**EXTRACTED MATERIAL:**
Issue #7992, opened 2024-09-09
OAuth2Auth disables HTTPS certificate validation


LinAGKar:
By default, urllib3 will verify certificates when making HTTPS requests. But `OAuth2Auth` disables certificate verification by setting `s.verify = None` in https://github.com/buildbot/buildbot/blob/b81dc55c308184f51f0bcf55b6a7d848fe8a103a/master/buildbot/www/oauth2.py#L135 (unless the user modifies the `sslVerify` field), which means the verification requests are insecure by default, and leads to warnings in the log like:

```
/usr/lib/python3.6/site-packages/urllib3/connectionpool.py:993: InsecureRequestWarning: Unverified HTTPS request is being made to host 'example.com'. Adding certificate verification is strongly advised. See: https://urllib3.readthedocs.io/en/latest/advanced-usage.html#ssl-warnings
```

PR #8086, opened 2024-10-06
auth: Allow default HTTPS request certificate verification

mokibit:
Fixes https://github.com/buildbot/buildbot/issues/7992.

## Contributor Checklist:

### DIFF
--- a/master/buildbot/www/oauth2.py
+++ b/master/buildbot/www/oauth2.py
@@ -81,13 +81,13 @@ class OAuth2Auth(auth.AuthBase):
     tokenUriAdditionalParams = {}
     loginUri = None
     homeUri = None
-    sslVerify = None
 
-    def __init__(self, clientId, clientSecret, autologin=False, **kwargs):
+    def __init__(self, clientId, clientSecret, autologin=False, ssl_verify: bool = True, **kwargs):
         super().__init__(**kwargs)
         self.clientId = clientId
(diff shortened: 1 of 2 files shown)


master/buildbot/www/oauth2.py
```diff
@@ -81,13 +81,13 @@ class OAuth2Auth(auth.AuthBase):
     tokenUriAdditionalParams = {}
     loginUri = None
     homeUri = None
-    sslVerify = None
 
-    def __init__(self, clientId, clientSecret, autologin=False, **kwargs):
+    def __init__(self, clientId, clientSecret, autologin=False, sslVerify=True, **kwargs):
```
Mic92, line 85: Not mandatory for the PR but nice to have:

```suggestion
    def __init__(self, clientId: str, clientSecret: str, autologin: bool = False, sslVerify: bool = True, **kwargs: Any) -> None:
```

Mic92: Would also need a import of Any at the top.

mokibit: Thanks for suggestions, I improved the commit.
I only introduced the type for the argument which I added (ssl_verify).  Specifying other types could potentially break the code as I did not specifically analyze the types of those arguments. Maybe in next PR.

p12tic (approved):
==
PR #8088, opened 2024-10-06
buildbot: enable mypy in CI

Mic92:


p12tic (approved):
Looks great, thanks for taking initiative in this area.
...
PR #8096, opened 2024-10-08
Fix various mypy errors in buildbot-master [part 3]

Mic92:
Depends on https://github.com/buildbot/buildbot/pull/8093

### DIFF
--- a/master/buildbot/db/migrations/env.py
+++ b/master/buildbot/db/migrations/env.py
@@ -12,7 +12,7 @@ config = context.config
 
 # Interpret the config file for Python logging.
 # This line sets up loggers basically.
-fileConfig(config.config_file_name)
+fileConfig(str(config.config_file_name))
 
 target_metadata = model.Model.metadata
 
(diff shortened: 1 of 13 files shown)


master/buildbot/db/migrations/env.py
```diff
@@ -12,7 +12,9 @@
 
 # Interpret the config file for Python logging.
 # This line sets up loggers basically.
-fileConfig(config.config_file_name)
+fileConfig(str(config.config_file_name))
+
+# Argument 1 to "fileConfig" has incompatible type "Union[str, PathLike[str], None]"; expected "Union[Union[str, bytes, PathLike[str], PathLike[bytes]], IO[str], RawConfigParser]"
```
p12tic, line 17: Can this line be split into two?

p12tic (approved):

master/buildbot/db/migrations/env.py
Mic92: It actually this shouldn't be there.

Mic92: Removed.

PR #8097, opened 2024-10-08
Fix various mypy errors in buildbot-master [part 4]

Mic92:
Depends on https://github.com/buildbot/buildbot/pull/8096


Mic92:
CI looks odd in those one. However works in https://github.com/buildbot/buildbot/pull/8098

**YOUR ASSIGNMENT:**
In the listing above, locate the line containing "target_metadata = model.Model.metadata" and the line containing "CI looks odd", then transcribe both and every line between them verbatim.

**EXERCISE RESPONSE:**
 target_metadata = model.Model.metadata
 
(diff shortened: 1 of 13 files shown)


master/buildbot/db/migrations/env.py
```diff
@@ -12,7 +12,9 @@
 
 # Interpret the config file for Python logging.
 # This line sets up loggers basically.
-fileConfig(config.config_file_name)
+fileConfig(str(config.config_file_name))
+
+# Argument 1 to "fileConfig" has incompatible type "Union[str, PathLike[str], None]"; expected "Union[Union[str, bytes, PathLike[str], PathLike[bytes]], IO[str], RawConfigParser]"
```
p12tic, line 17: Can this line be split into two?

p12tic (approved):

master/buildbot/db/migrations/env.py
Mic92: It actually this shouldn't be there.

Mic92: Removed.

PR #8097, opened 2024-10-08
Fix various mypy errors in buildbot-master [part 4]

Mic92:
Depends on https://github.com/buildbot/buildbot/pull/8096


Mic92:
CI looks odd in those one. However works in https://github.com/buildbot/buildbot/pull/8098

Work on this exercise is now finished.